ASSIGNMENT – The answer must consist of every line from the data that holds "class".

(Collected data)
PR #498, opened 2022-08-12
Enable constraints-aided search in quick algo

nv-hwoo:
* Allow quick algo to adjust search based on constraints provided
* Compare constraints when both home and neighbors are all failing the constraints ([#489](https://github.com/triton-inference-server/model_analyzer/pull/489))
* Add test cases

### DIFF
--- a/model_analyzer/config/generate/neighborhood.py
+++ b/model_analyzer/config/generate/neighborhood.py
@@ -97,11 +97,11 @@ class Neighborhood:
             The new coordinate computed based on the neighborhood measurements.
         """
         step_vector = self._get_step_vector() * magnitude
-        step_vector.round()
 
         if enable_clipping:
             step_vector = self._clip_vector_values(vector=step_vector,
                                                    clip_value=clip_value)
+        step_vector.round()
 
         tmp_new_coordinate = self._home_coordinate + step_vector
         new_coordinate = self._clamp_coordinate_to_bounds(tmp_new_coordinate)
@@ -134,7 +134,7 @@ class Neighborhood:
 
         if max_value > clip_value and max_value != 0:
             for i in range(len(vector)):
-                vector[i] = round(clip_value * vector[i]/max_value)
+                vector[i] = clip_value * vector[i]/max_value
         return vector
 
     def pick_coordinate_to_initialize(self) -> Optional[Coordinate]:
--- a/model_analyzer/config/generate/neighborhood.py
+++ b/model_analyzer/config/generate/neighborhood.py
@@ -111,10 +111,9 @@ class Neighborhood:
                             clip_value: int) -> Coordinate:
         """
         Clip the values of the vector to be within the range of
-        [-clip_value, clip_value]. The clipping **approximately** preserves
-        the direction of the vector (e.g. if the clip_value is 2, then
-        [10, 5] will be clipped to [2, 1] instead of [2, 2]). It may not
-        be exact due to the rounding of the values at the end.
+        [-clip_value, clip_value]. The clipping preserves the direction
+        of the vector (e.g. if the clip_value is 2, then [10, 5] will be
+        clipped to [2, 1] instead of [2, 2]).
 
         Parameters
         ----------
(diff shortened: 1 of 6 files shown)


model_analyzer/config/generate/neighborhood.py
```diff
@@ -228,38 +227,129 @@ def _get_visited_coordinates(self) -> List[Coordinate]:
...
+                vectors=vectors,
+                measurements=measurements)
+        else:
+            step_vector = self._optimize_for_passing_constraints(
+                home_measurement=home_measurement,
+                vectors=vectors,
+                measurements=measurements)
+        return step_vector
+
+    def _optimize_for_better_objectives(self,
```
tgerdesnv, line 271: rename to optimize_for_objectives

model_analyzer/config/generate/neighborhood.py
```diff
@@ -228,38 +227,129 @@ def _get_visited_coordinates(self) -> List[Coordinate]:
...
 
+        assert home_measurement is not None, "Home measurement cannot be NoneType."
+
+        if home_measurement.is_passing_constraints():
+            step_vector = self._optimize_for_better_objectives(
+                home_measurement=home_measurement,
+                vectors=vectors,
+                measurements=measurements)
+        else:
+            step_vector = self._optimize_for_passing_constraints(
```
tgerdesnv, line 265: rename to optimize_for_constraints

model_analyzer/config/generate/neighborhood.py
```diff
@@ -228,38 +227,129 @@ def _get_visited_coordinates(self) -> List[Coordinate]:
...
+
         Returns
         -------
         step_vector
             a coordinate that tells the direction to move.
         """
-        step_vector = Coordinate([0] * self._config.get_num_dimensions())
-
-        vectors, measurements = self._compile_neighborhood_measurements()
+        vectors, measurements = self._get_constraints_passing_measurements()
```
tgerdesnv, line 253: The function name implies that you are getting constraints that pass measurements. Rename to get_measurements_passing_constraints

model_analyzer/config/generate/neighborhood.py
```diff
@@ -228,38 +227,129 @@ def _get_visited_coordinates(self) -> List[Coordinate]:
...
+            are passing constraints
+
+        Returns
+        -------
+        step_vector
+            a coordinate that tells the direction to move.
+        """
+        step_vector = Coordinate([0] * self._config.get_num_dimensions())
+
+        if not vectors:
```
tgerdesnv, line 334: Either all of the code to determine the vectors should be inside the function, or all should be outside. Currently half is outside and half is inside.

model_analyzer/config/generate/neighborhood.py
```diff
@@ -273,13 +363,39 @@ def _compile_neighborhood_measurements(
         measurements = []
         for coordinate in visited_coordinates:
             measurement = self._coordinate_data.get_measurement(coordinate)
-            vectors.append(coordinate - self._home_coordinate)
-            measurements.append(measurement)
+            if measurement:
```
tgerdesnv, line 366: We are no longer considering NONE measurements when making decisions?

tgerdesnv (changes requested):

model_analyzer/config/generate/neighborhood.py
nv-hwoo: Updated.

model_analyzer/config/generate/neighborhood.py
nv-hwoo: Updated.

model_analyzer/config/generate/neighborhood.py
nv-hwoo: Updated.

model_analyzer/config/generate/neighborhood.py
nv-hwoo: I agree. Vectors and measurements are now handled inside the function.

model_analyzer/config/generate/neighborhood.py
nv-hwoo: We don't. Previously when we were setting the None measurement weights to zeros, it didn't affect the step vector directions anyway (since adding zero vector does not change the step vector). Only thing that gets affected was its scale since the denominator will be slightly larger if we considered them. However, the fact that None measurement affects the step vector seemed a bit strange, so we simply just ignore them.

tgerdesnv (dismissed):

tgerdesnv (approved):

--

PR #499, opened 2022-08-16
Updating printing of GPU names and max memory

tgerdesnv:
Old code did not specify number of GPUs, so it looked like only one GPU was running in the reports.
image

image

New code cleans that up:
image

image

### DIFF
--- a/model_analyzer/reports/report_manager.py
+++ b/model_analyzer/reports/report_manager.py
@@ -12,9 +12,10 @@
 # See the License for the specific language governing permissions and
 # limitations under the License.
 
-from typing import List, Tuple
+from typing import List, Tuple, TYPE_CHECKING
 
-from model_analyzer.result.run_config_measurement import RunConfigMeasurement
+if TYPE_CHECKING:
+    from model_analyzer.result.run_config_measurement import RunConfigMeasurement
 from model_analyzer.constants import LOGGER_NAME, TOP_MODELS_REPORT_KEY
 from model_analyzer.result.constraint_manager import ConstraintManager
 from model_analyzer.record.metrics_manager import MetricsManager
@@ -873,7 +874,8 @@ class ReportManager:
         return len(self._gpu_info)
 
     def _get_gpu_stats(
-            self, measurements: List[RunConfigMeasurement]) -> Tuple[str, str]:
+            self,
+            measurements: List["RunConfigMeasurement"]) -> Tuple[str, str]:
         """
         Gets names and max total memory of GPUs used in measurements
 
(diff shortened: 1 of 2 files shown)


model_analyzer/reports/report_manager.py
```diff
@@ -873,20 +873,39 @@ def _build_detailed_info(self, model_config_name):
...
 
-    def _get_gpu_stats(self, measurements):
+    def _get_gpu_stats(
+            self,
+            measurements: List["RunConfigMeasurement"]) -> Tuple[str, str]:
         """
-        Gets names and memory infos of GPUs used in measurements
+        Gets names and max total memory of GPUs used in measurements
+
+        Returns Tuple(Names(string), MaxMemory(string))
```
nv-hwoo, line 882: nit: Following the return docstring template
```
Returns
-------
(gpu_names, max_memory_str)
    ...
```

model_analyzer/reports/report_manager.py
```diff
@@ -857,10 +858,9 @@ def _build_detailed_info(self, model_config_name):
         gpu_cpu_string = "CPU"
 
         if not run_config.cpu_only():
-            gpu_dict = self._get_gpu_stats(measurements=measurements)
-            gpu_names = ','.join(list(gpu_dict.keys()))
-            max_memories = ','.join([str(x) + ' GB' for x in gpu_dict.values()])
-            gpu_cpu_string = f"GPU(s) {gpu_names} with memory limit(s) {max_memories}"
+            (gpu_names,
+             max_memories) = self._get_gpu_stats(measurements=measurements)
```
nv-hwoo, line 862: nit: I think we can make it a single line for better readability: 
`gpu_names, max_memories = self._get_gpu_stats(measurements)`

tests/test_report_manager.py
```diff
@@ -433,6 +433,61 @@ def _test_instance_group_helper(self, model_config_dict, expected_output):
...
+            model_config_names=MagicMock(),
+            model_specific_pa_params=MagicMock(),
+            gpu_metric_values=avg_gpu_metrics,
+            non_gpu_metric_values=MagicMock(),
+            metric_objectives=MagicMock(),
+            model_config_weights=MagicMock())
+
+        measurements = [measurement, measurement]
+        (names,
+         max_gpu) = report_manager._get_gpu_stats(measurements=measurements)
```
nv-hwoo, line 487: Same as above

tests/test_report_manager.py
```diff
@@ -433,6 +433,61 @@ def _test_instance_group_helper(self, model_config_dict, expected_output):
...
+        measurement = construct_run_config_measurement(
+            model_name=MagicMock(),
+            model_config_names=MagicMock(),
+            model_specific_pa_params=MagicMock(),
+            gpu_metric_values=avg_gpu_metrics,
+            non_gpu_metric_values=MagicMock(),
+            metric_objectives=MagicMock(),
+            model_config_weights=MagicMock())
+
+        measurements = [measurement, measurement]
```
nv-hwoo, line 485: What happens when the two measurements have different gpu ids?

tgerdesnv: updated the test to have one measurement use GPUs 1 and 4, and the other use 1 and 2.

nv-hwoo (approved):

---

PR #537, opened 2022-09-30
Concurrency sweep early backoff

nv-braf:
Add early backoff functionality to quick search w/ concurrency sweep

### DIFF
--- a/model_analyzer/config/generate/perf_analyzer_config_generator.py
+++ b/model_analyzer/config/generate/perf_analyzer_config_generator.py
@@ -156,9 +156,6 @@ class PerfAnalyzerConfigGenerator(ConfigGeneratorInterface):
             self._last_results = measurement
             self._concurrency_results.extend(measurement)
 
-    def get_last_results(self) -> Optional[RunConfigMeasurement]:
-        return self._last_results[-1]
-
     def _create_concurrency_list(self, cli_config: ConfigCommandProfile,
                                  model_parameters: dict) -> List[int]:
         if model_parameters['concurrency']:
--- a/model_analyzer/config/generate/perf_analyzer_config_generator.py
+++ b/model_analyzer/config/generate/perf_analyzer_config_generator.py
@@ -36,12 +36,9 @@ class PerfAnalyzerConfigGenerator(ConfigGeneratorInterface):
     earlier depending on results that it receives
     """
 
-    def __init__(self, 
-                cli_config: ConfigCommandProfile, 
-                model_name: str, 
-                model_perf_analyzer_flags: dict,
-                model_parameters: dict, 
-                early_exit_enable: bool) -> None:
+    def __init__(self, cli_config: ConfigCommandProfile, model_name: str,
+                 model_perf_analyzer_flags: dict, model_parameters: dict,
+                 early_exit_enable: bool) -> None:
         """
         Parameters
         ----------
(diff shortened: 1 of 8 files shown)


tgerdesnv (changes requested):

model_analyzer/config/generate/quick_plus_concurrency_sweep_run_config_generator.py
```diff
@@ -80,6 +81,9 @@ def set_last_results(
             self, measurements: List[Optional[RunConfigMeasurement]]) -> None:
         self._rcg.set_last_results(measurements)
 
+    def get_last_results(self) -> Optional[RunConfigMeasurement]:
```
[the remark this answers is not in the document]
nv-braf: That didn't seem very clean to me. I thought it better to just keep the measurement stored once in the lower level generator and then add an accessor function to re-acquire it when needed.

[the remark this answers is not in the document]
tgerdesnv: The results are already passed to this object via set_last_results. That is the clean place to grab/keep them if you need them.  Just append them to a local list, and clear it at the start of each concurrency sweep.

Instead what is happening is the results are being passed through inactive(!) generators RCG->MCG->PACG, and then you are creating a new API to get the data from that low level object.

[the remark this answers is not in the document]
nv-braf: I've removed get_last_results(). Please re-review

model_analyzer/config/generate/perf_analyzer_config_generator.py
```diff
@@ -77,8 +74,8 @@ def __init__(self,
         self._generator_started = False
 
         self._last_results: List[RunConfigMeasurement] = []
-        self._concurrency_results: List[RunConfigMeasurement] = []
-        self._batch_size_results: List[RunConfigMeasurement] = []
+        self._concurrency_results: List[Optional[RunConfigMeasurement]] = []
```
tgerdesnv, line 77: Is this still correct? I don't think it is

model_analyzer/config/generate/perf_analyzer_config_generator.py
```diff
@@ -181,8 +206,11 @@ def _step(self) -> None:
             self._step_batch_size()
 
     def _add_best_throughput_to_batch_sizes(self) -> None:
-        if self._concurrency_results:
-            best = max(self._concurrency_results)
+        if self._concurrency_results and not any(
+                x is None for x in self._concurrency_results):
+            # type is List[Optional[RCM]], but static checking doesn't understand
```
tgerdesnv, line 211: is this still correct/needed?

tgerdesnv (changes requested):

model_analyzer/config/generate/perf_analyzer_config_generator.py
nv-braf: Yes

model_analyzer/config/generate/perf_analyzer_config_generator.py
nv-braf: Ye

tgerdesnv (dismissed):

FINISHED TASK –
@@ -97,11 +97,11 @@ class Neighborhood:
@@ -134,7 +134,7 @@ class Neighborhood:
@@ -111,10 +111,9 @@ class Neighborhood:
@@ -873,7 +874,8 @@ class ReportManager:
@@ -156,9 +156,6 @@ class PerfAnalyzerConfigGenerator(ConfigGeneratorInterface):
@@ -36,12 +36,9 @@ class PerfAnalyzerConfigGenerator(ConfigGeneratorInterface):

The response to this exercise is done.